**Aim of the exercise:** Working from the entries below, count every line that includes the word "DuplexConsensusCallerTest". Return the figure alone.

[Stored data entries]
=======

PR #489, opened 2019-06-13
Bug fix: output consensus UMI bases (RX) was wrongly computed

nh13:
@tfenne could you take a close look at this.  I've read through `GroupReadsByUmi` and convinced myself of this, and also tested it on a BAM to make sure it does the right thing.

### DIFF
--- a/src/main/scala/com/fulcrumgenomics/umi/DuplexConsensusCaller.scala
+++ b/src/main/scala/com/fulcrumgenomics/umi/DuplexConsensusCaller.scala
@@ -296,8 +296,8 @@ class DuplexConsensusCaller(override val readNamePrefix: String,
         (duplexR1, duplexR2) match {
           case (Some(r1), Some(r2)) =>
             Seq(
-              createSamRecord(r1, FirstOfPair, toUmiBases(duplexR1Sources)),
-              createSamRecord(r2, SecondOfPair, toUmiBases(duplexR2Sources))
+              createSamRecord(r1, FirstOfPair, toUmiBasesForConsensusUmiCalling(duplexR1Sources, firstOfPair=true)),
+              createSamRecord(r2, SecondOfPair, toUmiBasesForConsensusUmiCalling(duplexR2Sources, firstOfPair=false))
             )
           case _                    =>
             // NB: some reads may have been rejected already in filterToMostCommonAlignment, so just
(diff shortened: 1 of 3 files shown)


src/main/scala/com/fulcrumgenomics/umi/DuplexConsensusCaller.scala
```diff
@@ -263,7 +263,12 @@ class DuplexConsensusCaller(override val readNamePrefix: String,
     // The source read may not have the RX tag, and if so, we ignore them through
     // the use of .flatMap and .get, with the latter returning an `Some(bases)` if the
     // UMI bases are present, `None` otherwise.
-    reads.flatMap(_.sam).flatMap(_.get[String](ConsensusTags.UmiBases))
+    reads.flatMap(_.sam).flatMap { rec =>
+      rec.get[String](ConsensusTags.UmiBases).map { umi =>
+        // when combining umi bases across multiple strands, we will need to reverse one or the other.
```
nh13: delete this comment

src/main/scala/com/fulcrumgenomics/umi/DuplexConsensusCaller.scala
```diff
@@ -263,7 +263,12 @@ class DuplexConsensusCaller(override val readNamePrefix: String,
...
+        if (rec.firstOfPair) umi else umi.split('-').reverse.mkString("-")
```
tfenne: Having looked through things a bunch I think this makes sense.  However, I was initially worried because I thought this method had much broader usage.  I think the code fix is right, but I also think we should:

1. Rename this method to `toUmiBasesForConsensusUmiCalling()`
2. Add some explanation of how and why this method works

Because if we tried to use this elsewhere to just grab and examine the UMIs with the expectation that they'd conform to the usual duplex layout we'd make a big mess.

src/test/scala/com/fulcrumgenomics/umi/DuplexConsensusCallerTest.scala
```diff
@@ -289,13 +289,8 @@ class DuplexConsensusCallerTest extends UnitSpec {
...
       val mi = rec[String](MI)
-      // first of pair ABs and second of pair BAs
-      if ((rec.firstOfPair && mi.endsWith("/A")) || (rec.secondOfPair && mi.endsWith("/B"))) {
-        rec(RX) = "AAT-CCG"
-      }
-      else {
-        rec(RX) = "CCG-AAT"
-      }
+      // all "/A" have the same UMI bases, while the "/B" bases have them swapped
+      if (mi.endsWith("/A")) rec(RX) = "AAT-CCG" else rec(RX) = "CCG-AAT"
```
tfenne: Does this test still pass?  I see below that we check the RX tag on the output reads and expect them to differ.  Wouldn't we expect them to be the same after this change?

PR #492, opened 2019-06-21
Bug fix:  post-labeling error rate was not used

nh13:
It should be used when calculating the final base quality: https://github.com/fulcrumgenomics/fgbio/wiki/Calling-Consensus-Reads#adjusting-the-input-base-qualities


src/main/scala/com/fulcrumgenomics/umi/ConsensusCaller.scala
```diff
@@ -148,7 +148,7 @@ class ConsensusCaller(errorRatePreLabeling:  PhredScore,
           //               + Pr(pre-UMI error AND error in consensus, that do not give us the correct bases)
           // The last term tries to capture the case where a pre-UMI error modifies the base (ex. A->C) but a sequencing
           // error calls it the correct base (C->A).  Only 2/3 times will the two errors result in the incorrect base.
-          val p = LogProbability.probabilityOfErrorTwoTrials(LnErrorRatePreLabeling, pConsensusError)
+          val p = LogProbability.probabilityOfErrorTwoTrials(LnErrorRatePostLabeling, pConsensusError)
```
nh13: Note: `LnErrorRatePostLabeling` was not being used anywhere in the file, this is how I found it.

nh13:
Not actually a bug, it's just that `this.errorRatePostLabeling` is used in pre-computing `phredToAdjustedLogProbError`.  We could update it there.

=======

**Exercise solution:** 2